-- Activity --
In full and without change, return each entry.

-- Source data --
PR #161, opened 2019-08-27
Adding default vagrant CIDR to no_proxy

CraigSterrett:
Vagrant-lbvirt creates a virtual network with a default network CIDR of
192.168.121.0/24. Adding this default CIDR to the no_proxy configuration
in the Vagrant file allows the Vagrant VM's to talk back to the K8s
master.

Closes issue #136

Signed-off-by: craigsterrett <craig.sterrett@intel.com>


CraigSterrett:
Justin found another bug in the overall proxy settings. If you system has http_proxy defined but did not have no_proxy defined then the Vagrant file blew up. I will submit a patch

PR #162, opened 2019-08-28
metrics: json: use tr for newline/whitespace conversion

grahamwhaley:
Use `tr` rather than `sed` for doing the line/whitespace conversions
on the JSON stream, if asked. Slightly more efficient, and we also drop
the wrapping ""'s, to allow the data to land in logstash without error.


grahamwhaley:
@dklyle @obedmr - when moving my local ELK stack from an old beats setup to using logstash to filter, I needed to add/modify this to avoid 'JSON format' errors in logstash. Happens to be slightly more efficient as well I suspect.

PR #164, opened 2019-08-28
Remove possible hyphens from array index

### LINKED ISSUE #163: [metrics] hyphens in system names cause indexing problems
https://github.com/clearlinux/cloud-native-setup/blob/master/metrics/scaling/k8s_scale.sh#L109 is specifically the issue, a hostname like "node-typeA-1" is evaluated as 0-0-1 which thankfully throws an error as it tried to index -1

dklyle:
bash arrays don't handle hyphens in the index as it treats
a name like "azure-east-1" as 0-0-1, so remove any hyphens in the
node name, will work as long as hyphens aren't the only difference
in node names

Fixes #163

### DIFF
--- a/metrics/scaling/k8s_scale.sh
+++ b/metrics/scaling/k8s_scale.sh
@@ -36,7 +36,7 @@ TEST_ARGS="runtime=${RUNTIME}"
 TEST_NAME="k8s scaling"
 
 declare -a new_pods
-declare -a node_basemem
+declare -A node_basemem
 
 # $1 is the launch time in seconds this pod/container took to start up.
 # $2 is the number of pod/containers under test


metrics/scaling/k8s_scale.sh
```diff
@@ -104,12 +104,17 @@ EOF
...
 
+		# bash arrays don't handle hyphens in the index as it treats
+		# a name like "azure-east-1" as 0-0-1, so remove any hyphens in the
+		# name, will work as long as hyphens aren't the only difference
+		node_index=$(tr -d [=-=] <<< $node)
+
 		# If this is the 0 node instance, store away the base memory value
 		if [ $n_pods -eq 0 ]; then
-			node_basemem[$node]=$mem_free
+			node_basemem[$node_index]=$mem_free
```
grahamwhaley: Hmm, I wonder if there is a deeper root cause or an alternative method here... I had a play locally (as bash associative arrays are not exactly my strong point ;-) )... thoughts:
- initial thought was `can we fix this by "'ting the $node`?
- but then I had a play, and found that we declare `node_basemen` with `declare -a`, whereas we are using it as an associative array I think, so should we be using `declare -A` instead? Maybe that will just make the string indexing work?, or maybe in combination with quoting the `$node` expansion, will make it work?

metrics/scaling/k8s_scale.sh
```diff
@@ -104,12 +104,17 @@ EOF
 		cpu_idle=${cpu_idle:-0}
 		mem_free=${mem_free:-0}
 
+		# bash arrays don't handle hyphens in the index as it treats
+		# a name like "azure-east-1" as 0-0-1, so remove any hyphens in the
+		# name, will work as long as hyphens aren't the only difference
+		node_index=$(tr -d [=-=] <<< $node)
```
grahamwhaley: I'd probably `s/-/_/` rather than remove them - that way the names are still readable when we debug etc.

dklyle:
I missed that the declaration was wrong. I changed that and life is good. I had tried every method of string escaping I could think of.

PR #165, opened 2019-08-29
metrics: scaling: require jq is installed

askervin:
Also remove trailing whitespace


metrics/scaling/k8s_scale.sh
```diff
@@ -200,7 +200,7 @@ EOF
 init() {
 	info "Initialising"
 
-	local cmds=("bc")
+	local cmds=("bc" "jq")
```
grahamwhaley: nice pickup.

-- Your response --
PR #161, opened 2019-08-27
Adding default vagrant CIDR to no_proxy

CraigSterrett:
Vagrant-lbvirt creates a virtual network with a default network CIDR of
192.168.121.0/24. Adding this default CIDR to the no_proxy configuration
in the Vagrant file allows the Vagrant VM's to talk back to the K8s
master.

Closes issue #136

Signed-off-by: craigsterrett <craig.sterrett@intel.com>


CraigSterrett:
Justin found another bug in the overall proxy settings. If you system has http_proxy defined but did not have no_proxy defined then the Vagrant file blew up. I will submit a patch

PR #162, opened 2019-08-28
metrics: json: use tr for newline/whitespace conversion

grahamwhaley:
Use `tr` rather than `sed` for doing the line/whitespace conversions
on the JSON stream, if asked. Slightly more efficient, and we also drop
the wrapping ""'s, to allow the data to land in logstash without error.


grahamwhaley:
@dklyle @obedmr - when moving my local ELK stack from an old beats setup to using logstash to filter, I needed to add/modify this to avoid 'JSON format' errors in logstash. Happens to be slightly more efficient as well I suspect.

PR #164, opened 2019-08-28
Remove possible hyphens from array index

### LINKED ISSUE #163: [metrics] hyphens in system names cause indexing problems
https://github.com/clearlinux/cloud-native-setup/blob/master/metrics/scaling/k8s_scale.sh#L109 is specifically the issue, a hostname like "node-typeA-1" is evaluated as 0-0-1 which thankfully throws an error as it tried to index -1

dklyle:
bash arrays don't handle hyphens in the index as it treats
a name like "azure-east-1" as 0-0-1, so remove any hyphens in the
node name, will work as long as hyphens aren't the only difference
in node names

Fixes #163

### DIFF
--- a/metrics/scaling/k8s_scale.sh
+++ b/metrics/scaling/k8s_scale.sh
@@ -36,7 +36,7 @@ TEST_ARGS="runtime=${RUNTIME}"
 TEST_NAME="k8s scaling"
 
 declare -a new_pods
-declare -a node_basemem
+declare -A node_basemem
 
 # $1 is the launch time in seconds this pod/container took to start up.
 # $2 is the number of pod/containers under test


metrics/scaling/k8s_scale.sh
```diff
@@ -104,12 +104,17 @@ EOF
...
 
+		# bash arrays don't handle hyphens in the index as it treats
+		# a name like "azure-east-1" as 0-0-1, so remove any hyphens in the
+		# name, will work as long as hyphens aren't the only difference
+		node_index=$(tr -d [=-=] <<< $node)
+
 		# If this is the 0 node instance, store away the base memory value
 		if [ $n_pods -eq 0 ]; then
-			node_basemem[$node]=$mem_free
+			node_basemem[$node_index]=$mem_free
```
grahamwhaley: Hmm, I wonder if there is a deeper root cause or an alternative method here... I had a play locally (as bash associative arrays are not exactly my strong point ;-) )... thoughts:
- initial thought was `can we fix this by "'ting the $node`?
- but then I had a play, and found that we declare `node_basemen` with `declare -a`, whereas we are using it as an associative array I think, so should we be using `declare -A` instead? Maybe that will just make the string indexing work?, or maybe in combination with quoting the `$node` expansion, will make it work?

metrics/scaling/k8s_scale.sh
```diff
@@ -104,12 +104,17 @@ EOF
 		cpu_idle=${cpu_idle:-0}
 		mem_free=${mem_free:-0}
 
+		# bash arrays don't handle hyphens in the index as it treats
+		# a name like "azure-east-1" as 0-0-1, so remove any hyphens in the
+		# name, will work as long as hyphens aren't the only difference
+		node_index=$(tr -d [=-=] <<< $node)
```
grahamwhaley: I'd probably `s/-/_/` rather than remove them - that way the names are still readable when we debug etc.

dklyle:
I missed that the declaration was wrong. I changed that and life is good. I had tried every method of string escaping I could think of.

PR #165, opened 2019-08-29
metrics: scaling: require jq is installed

askervin:
Also remove trailing whitespace


metrics/scaling/k8s_scale.sh
```diff
@@ -200,7 +200,7 @@ EOF
 init() {
 	info "Initialising"
 
-	local cmds=("bc")
+	local cmds=("bc" "jq")
```
grahamwhaley: nice pickup.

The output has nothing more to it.